Aristide  Olivier, maire adjoint de la ville, chargé des sports, m’a pas manqué  de rappeler son soutien à de telles démarches, d’autant plus de la ville  va  lancer un programme sport santé à destination de son personnel.

Michel Tirel, président du CROS a rappelé l’importance du sport santé  dans la politique régionale du CROS, rappelant le rôle du médecin du CROS , Antoine Devergée dans le développement de ce programme.

Diabète, maladie du siècle ?

Joffrey Drigny, jeune chercheur attaché au CHU de Caen, a dressé un tableau complet du diabète, insistant sur la croissance du diabète de type (T2) non insulino-dépendant, phénomène de société, qui touche 2 millions de nos compatriotes.

«  Il concerne les plus de 40 ans et a pour causes principales le surpoids, la sédentarité et une alimentation déséquilibrée »a-t-il ajouté.

Il a évoqué les études les plus récentes qui montrent l’impact de l’activité physique sur tous les types de diabète.

Dès le début du 19éme siècle, le premier diabétologue Apollinaire Bouchardat  accordait une grande importance à l'exercice physique dans le traitement de cette maladie.

«  IL  augmente la sensibilité à l’insuline, son intégration dans le muscle, retarde les complications et donne une meilleure estime de soi » a-t-il  ajouté en  précisant que les effets d’une activité physique  durent de 2 à 72 h.

«  Cela impose une fréquence de cette dernier de 2 jours »

Le débat sur la nature de l’activité physique à développer n’est pas clos, deux écoles  s’opposant :

Celle  d’une approche souple et l’autre  de l’effort intense par intervalles…sous contrôle médical, au moins au début (Programmes FITT).

Le renforcement musculaire  doit être étroitement associé  à tout protocole.

Des progrès techniques spectaculaires

Le Docteur Michael Joubert, diabétologue au CHU de Caen, a donné l’état de l’art en matière de traitement du diabète, surtout celui insulino-dépendant (T1).

« Les pompes à insuline devient de plus en plus intelligentes » a-t-il souligné « on peut espérer qu’a terme,   elles deviendront des pancréas artificiels »

Une telle évolution permet désormais à des diabétiques T1 de pratiquer un sport de haut niveau.

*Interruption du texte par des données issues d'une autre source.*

PR #1528, opened 2023-06-18
Glossary textile

JoeCohen:
- Allows textiled links to Glossary Terms.
These links can take two forms:
  - The unambiguous `_term xxx_` or  `_glossary_term xxx_` (where `xxx` is the integer id of the Term or a string exactly matching the name of the Term) or
  - The ambiguous `xxx`:
    - If `xxx` can be interpreted as a Name, it looks up Names and --if  there are no matches or suggestions -- tries to find a matching Term. 
    - else looks only for Terms. 
    **NOTE**: When `xxx` is all lower case, it looks up only Terms (because all lower case cannot be interpreted as a Name.
- Bonus: Fixes textiled links to SpeciesLists (`spl xxx` or `SpeciesList xxx`).
- Bonus: Fixes a bunch of Rubocop offenses in the touched files

### Manual Test
Paste this into the Textile Sandbox, http://localhost:3000/info/textile_sandbox, then Test and follow the links:
```
| +Textile+ | +rendered+ | +notes+ | +lookup+ | +result when followed+ |
| <code>_Abies_</code> | _Abies_ | ambiguous string which exactly matches a Name. | Name | **Name** ??Abies?? |
| <code>_Aborts_</code> | _Aborts_ | ambiguous string which suggests a Name. | Name | **Name** ??Abies?? with the warning "No names match “Aborts”, maybe you meant this?" |
| <code>_Adnexed_</code> | _Adnexed_ | ambiguous string without Name matches or suggestions, but matching a Glossary Term (exactly). | Name | **Term** Adnexed |
| <code>_term Aborts_</code> | _term Aborts_ | Manually disambiguated link to the Term Aborts. | Name| **Term** Aborts |
| <code>_aborts_</code> | _aborts_ | Automagically disambiguated link to the Term Aborts (It can't be a Name because it's one lower case word.) | Term | **Term** Aborts |
| <code>_term Abies_</code> | _term Abies_ | disambiguated Term link with no matches. | Term | Glossary Index |
| <code>_Howdy doody_</code> | _Howdy doody_ | ambiguous string without Name matches or suggestions and without Term matches. | Name | Glossary Index with 2 error messages: "Can’t find name matching ‘Howdy doody’. Can’t find glossary term matching ‘Howdy doody’." |
| <code>_Howdy Doody_</code> | _Howdy Doody_ | string that can't be a Name, and without Term matches. | Name | Glossary Index with 1 error message: "Can’t find glossary term matching ‘Howdy doody’." |
| <code>_species_list 1_</code> | _species_list 1_ | Compare to the same Textile in the main branch, which renders like <code>{SPECIES_LIST spl 1 }{ 1 }x</code> | List | Species List 1 |
| <code>_Round To Angular Pores_</code> | _Round To Angular Pores_ | more than 3 words; renders as plain, unlinked italics | n.a | n.a. |

```


JoeCohen:
Not ready for prime time (though passing). I noticed some pre-existing issues I'd like to fix.

JoeCohen:
@nwilson-eol, @pellaea 
1. I know you don't have time to review code, but comments on functionality would be welcome. In particular: 
>Does the [Manual Test](https://github.com/MushroomObserver/mushroom-observer/pull/1528#issue-1762324089) described above implement the functionality you had in mind at the Sat. Tech. Meeting?

3. @pellaea. Answer this only if you know the answer off the top of your head. (Otherwise it's not worth your time.)
> What's the function (or and example) of the "prefix" in Textile. See e.g., `textile.rb#convert_other_links_to_tagged_objects! `and `OTHER_LINK_PATTERN`.

pellaea:
Yes!  This sounds awesome!

re: prefix -- This preserves the non-alphanumeric character preceding the
`_link_` expression.  If the link occurs at the beginning of the string
(extremely unlikely!), then it wouldn't be required.  There is probably
also a way to do a "zero width" assertion in the regex that doesn't
actually consume the breaking character before the expression.  I used one
at the end -- `(?!\w)`.  That means "... and not followed by an
alphanumeric", a zero-width negative look-ahead assertion.  But I never
remember how to do the equivalent for *before* the expression.  Is it
called "zero-width look-behind" or something like that?  So instead, I just
let it actually match the character preceding the expression and ensure
that it gets reinserted into the output.  Cheesy but tried-and-true.  The
only drawback is that it actually consumes that character, so you can't
have the expressions you want to match back-to-back -- there needs to be at
least one non-expression character between.  But that is fine in this
particular case.  You can't have `_link1__link2_`.  That wouldn't make
sense.  Instead there needs to be a space or comma or something in between:
`_link1_ _link2_`  In this case "prefix" matches the space between the two
links.  Does that make sense?

app/classes/textile.rb
```diff
@@ -101,13 +102,14 @@ def textilize_without_paragraph(do_object_links = false, sanitize = true)
   # tl::   Do 't' and check for links.
   # tp::   Wrap 't' in a <p> block.
   # tpl::  Wrap 't' in a <p> block AND do links.
-  def textilize(do_object_links = false, sanitize = true)
+  def textilize(do_object_links: false, sanitize: true)
     # This converts the "_object blah_" constructs into "x{OBJECT id label}x".
     # (The "x"s prevent Textile from interpreting the curlies as style info.)
     if do_object_links
-      check_name_links!
```
pellaea, line 108: Thanks for improving these names!

app/classes/textile.rb
```diff
@@ -207,25 +209,30 @@ def self.clear_textile_cache
...
-    (^|\W) (?:\**_+) ([^_]+) (?:_+\**) (?= (?:s|ish|like)? (?:\W|\Z) )
-  /x
-  OTHER_LINK_PATTERN = /
-   (^|\W) (?:_+) ([a-zA-Z]+) \s+ ([^_\s](?:[^_\n]+[^_\s])?) (?:_+) (?!\w)
+    (?<prefix>^|\W)
+    (?:\**_+)
+    (?<formatted_label>[^_]+)
+    (?:_+\**)
+    (?= (?:s|ish|like)?
+    (?:\W|\Z) )
```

Le meilleur exemple en est le nageur Gary Hall qui a pu continuer sa carrière victorieusement malgré ce lourd handicap.

Retarder la dépendance

Autre phénomène de société, le vieillissement et la dépendance représentent des «  pathologies » pour lesquelles l’activité physique représente un acteur déterminant.

Le docteur Michel Trégaro a pu apporter un témoignage très circonstancié et original  de son action dans les EHPAD bretonnes.

« Plus on vieillit, plus il faut bouger » a-t-il insisté en citant Alexis de Tocqueville qui fut précurseur  en la matière quant à la prévention de la dépendance.

Le docteur Trégaro a ainsi développé des exercices physiques spécifiques à cette « ….population du 4ème âge…. »             «  … bien au-delà de l’aspect récréatif  largement utilisé…. ».

Il s’agit d’exploiter au maximum les possibilités physiques de cette population en leur proposant des activités régulières, adaptées et progressives.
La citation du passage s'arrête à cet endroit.